▶ [Exercise directions]:
In the data that follows, find each line containing "Version" and copy it.

Source records section start

Issue #399, opened 2023-06-02
[Module Proposal]: Azure Content Moderator


OmegaVVeapon:
### Have you checked this module does not already exist in the registry?

Yes

### Why is the module needed?

We require a base module to create Azure Content Moderator instances.
https://learn.microsoft.com/en-us/azure/cognitive-services/content-moderator/overview

### Module path

cognitiveservices/content-moderator

### Describe the module

Allows the provisioning and management of Azure Content Moderator, including pricing plan selection and support for VNET integration via private endpoints.

dciborow:
Will work on this one with @OmegaVVeapon  in parallel to #398

OmegaVVeapon:
I'm closing this.
It was already completed as part of https://github.com/Azure/bicep-registry-modules/pull/404.

Issue #398, opened 2023-06-02
[Module Proposal]: Azure OpenAI


OmegaVVeapon:
### Have you checked this module does not already exist in the registry?

Yes

### Why is the module needed?

We require a base module to create Azure OpenAI instances.
https://learn.microsoft.com/en-us/azure/cognitive-services/openai/overview

Like Speech Services, this is another cognitive service so it'll follow the path set by the module pending merge in https://github.com/Azure/bicep-registry-modules/issues/248

### Module path

cognitiveservices/openai

### Describe the module

Allows the provisioning and management of Azure OpenAI, including pricing plan selection and support for VNET integration via private endpoints.

dciborow:
I'm aligned with this one.

@OmegaVVeapon , is this something you could propose? I'm happy to support you on this and help.

OmegaVVeapon:
I'm closing this.
It was already completed as part of #404.

PR #404, opened 2023-06-08
feat: Cognitive Services module

### LINKED ISSUE #248: [Module Proposal]: Azure Speech Services

Yes

### Why is the module needed?

We require a base module for managing Azure Speech Service instances and one is not currently available in the public registry. It will follow the same concept of the Azure Container Registry module that was previously created by @thomasriley via https://github.com/Azure/bicep-registry-modules/issues/166

The intent of the module is to focus specifically on the Speech feature of Azure Cognitive Services: other features such as Vision, OpenAI, etc. are outside of our requirement scope.

### Module path

cognitiveservices/speech

### Describe the module

Allows the provisioning and management of Azure Speech Services, including pricing plan selection and support for VNET integration via private endpoints.

OmegaVVeapon:
## Description

Closes #248, #398 and #399

## Adding a new module


modules/cognitiveservices/multi/main.bicep
```diff
@@ -0,0 +1,172 @@
+@description('The location into which your Azure resources should be deployed.')
+param location string = resourceGroup().location
+
+@description('The kind of Cognitive Service to create. See: https://learn.microsoft.com/en-us/azure/cognitive-services/create-account-bicep for available kinds.')
+param kind string
```
dciborow, line 5: can we switch this term to "prefix" to follow the other templates, and provide a default value (ill link the website that has the mapping of default names)

OmegaVVeapon: mmm... not sure that feels right...

This `kind` here maps to the kind of Cognitive Service we'll create. It's more significant than just naming.

The `prefix` defined in https://github.com/Azure/bicep-registry-modules/blob/main/CONTRIBUTING.md#mainbicep serves a different purpose.

If anything I think I could _add_ `prefix` `param` to this but I wouldn't switch it for `kind`.

shenglol:
Could we make the module name more descriptive? To me it's hard to tell what resources will be deployed by a `multi` module. 

Also, I wonder if it makes sense to put the AI/ML related modules in new module folder `ai`. @alex-frankel @dciborow Thoughts?

OmegaVVeapon:
> Could we make the module name more descriptive? To me it's hard to tell what resources will be deployed by a `multi` module.
> 
> Also, I wonder if it makes sense to put the AI/ML related modules in new module folder `ai`. @alex-frankel @dciborow Thoughts?

I'm ready glad you brought this up.
So, this `multi` name was really just a placeholder I used because I couldn't think of a good name for a module that can handle any `kind` of Cognitive Service (there's like 15 or so?) so I'm more than open to suggestions.

`/ai/cognitiveservices` sounds alright to me.

shenglol:
Sounds good

modules/ai/cognitiveservices/main.bicep
```diff
@@ -0,0 +1,175 @@
+@description('The kind of Cognitive Service to create. See: https://learn.microsoft.com/en-us/azure/cognitive-services/create-account-bicep for available kinds.')
+param kind string
```
dciborow, line 2: can we add 'Allowed' annotation here with the list of "kinds".
(totally optional, but perhaps a good place to create a user-defined type)

```suggestion
@allowed(['CognitiveServices', 'ComputerVision', 'CustomVision.Prediction', 'CustomVision.Training', 'Face', 'FormRecognizer', 'SpeechServices', 'LUIS', 'QnAMaker', 'TextAnalytics', 'TextTranslation', 'AnomalyDetector', 'ContentModerator', 'Personalizer', 'OpenAI'])
param kind string
```

dciborow, line 2: i like to have a default value wherever we can.  Would a default value of 'CognitiveServices' here work okay?

```suggestion
param kind string = 'CognitiveServices'
```

modules/ai/cognitiveservices/main.bicep
```diff
@@ -0,0 +1,175 @@
...
+param customSubDomainName string = ''
+
+@description('The Public Network Access setting of the Cognitive Service. When false, only requests from Private Endpoints can access it.')
+param publicNetworkAccess bool = true
+
+@description('A list of private endpoints to connect to the Cognitive Service.')
+param privateEndpoints array = []
+
+@description('The name of the SKU.')
+param skuName string = 'F0'
```
dciborow, line 31: looks like another place to potentially use allowed annotation/user-defined type.

modules/ai/cognitiveservices/main.bicep
OmegaVVeapon: Mmmm... I think so.
Since it's the only `kind` that supports multiple services, it does seem like the reasonable choice here.

modules/ai/cognitiveservices/main.bicep
```diff
@@ -0,0 +1,175 @@
...
+    migrationToken: migrationToken
+    networkAcls: networkAcls
+    publicNetworkAccess: publicNetworkAccess ? 'Enabled' : 'Disabled'
+    restore: restore
+    restrictOutboundNetworkAccess: restrictOutboundNetworkAccess
+    userOwnedStorage: userOwnedStorage == [] ? null : userOwnedStorage
+  }
+}
+
+resource cognitiveServiceDeployment 'Microsoft.CognitiveServices/accounts/deployments@2022-12-01' = [for (deployment, index) in deployments: {
```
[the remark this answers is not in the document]
OmegaVVeapon: Ah, good catch. Updated.

shenglol (approved):

PR #182, opened 2026-05-13
feat: add support for Window relation

andrew-coleman:
Enables all of the TPC-DS tests that rely on windowing functions to pass.
Also includes comprehensive test coverage of all supported functions and options.

This PR was assisted by AI.

### DIFF
--- a/src/to_substrait.cpp
+++ b/src/to_substrait.cpp
@@ -1442,7 +1442,7 @@ substrait::Rel *DuckDBToSubstrait::TransformWindow(LogicalOperator &dop) {
 	substrait::Rel *current_input = TransformOp(*dop.children[0]);
 	
 	for (auto &spec : window_specs) {
-		auto res = new substrait::Rel();
+		auto res = make_uniq<substrait::Rel>();
 		auto swindow = res->mutable_window();
 		
 		// Set the input (either the original input or the previous window relation)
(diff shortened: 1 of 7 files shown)


src/to_substrait.cpp
```diff
@@ -1376,6 +1376,327 @@ substrait::Rel *DuckDBToSubstrait::TransformAggregateGroup(LogicalOperator &dop)
...
+				}
+			} else {
+				throw InternalException("Window boundary expression missing for FOLLOWING");
+			}
+			break;
+		default:
+			// Default to UNBOUNDED PRECEDING
+			lower_bound->mutable_unbounded();
+			break;
+		}
```
bestbeforetoday: This is so close to being identical to the code below to transform the end bound, it might be worth factoring out to a helper function to avoid the large amount of duplication.

src/to_substrait.cpp
```diff
@@ -1376,6 +1376,327 @@ substrait::Rel *DuckDBToSubstrait::TransformAggregateGroup(LogicalOperator &dop)
...
+			current_spec.expression_indices.push_back(i);
+			window_specs.push_back(std::move(current_spec));
+		}
+	}
+	
+	// Now create chained window relations, one for each unique spec
+	substrait::Rel *current_input = TransformOp(*dop.children[0]);
+	
+	for (auto &spec : window_specs) {
+		auto res = new substrait::Rel();
```
bestbeforetoday: If an exception is thrown during this iteration of the for loop, will this new pointer be left without cleanup and potentially leak memory? Could the code below sit in a try-catch block that deletes `res` the re-throws the exception?

andrew-coleman: good catch - should have used make_uniq

bestbeforetoday (approved):

PR #185, opened 2026-05-19
feat: implement grouping function

andrew-coleman:


src/to_substrait.cpp
```diff
@@ -1373,6 +1370,34 @@ substrait::Rel *DuckDBToSubstrait::TransformAggregateGroup(LogicalOperator &dop)
...
+		for (auto &group_idx : grouping_func) {
+			// Each argument is a field reference to a grouping expression
+			auto s_arg = smeas->add_arguments();
+			auto field_ref = s_arg->mutable_value();
+			CreateFieldRef(field_ref, group_idx);
+			
+			// Get the type of the grouping column
+			if (group_idx < daggr.groups.size()) {
+				args_types.emplace_back(DuckToSubstraitType(daggr.groups[group_idx]->return_type));
+			}
```
bestbeforetoday: I can't figure out if it is safe for the CeateFieldRef (and preceding lines) to be called if the `group_idx < daggr.groups.size()` test fails. Putting the whole body of the for loop within the if test still passes the tests. Removing the if test actually passes all the tests too, but having the bounds check before array access seems like good defensive programming. It is just a question of whether any of the code in the for loop should run if the bounds check fails. Or is it an error condition?

andrew-coleman: I think it's probably an error condition if the grouping index exceeds the bounds of the array.  I've updated the code to throw an exception.

bestbeforetoday (approved):

Issue #188, opened 2026-05-20
from_substrait ignores multi-component namedTable.names, cannot resolve tables in attached databases


thgschwind:
### What happens?

TransformReadOp in from_substrait.cpp only reads names(0) from namedTable.names and looks it up with DEFAULT_SCHEMA:

```
auto table_name = sget.named_table().names(0);
// ...
auto table_info = TableInfo(*context, DEFAULT_SCHEMA, table_name);
This means multi-component names like ["mydb", "suppliers"] or ["mydb", "main", "suppliers"] are misinterpreted — "mydb" is treated as the table name, and the actual table name is discarded.
```

Impact:

Tables in attached databases (via ATTACH) live in a separate catalog namespace and require at minimum a 2-component reference to be resolved. Any substrait producer that emits qualified namedTable.names for attached databases will fail with:

Catalog Error: Table with name mydb does not exist!
Did you mean "mydb.suppliers"?
Expected behavior:

The extension should parse all components of namedTable.names:
1. component ["table"] → current behavior (DEFAULT_SCHEMA)
2. components ["db", "table"] → resolve via attached database
3. components ["catalog", "schema", "table"] → resolve via catalog + schema
Suggested fix:

We have a working patch at https://github.com/thgschwind/duckdb-substrait-extension (commits 0caf18d7086154c7a2c1b928da826232e94673dc and 2640d77111e3b45d409efd453999177e706a45f4) with a self-contained Python test that demonstrates the issue and verifies the fix.

### To Reproduce

Run `test/python/test_named_table_resolution.py` in commit 0caf18d7086154c7a2c1b928da826232e94673dc.  There is also a `README.md` in the same directory.
Running the same test on commit 2640d77111e3b45d409efd453999177e706a45f4 should succeed.

For for introducing python, the C test would have been long, sql only I did not manage.

### OS:

osx

### Substrait-Extension Version:

latest from git

### DuckDB Version:

1.4.3

### DuckDB Client:

python

### Have you tried this on the latest `master` branch?

- [x] I have

### Have you tried the steps to reproduce? Do they include all relevant data and configuration? Does the issue you report still appear there?

- [x] I have

thgschwind:
resolved by PR #189

PR #189, opened 2026-05-20
feat: support multi-component namedTable.names for attached database resolution

thgschwind:
Fixes `from_substrait` to handle 2 and 3-component `namedTable.names`, enabling table resolution in attached databases.

Previously only `names(0)` was read, making `["mydb", "suppliers"]` fail with "Table mydb does not exist". Now the leading component is used as the effective schema, which DuckDB resolves through its attached database search path.

Includes a self-contained Python integration test (`test/python/`).

Resolves issue #188.

### DIFF
--- a/src/from_substrait.cpp
+++ b/src/from_substrait.cpp
@@ -797,15 +797,33 @@ unique_ptr<TableDescription> TableInfo(ClientContext &context, const string &sch
 	return result;
 }
 
+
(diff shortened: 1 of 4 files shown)


thgschwind:
Commit https://github.com/substrait-io/duckdb-substrait-extension/pull/189/commits/60a5b1fbe161399166be767e92a32d930d054956 simplifies the test case.

thgschwind:
Changed the tests to use one of the standard test harnesses.

andrew-coleman (approved):
Looks good. Thanks!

Source records section end

▶ [Reply]:
### Substrait-Extension Version:
### DuckDB Version:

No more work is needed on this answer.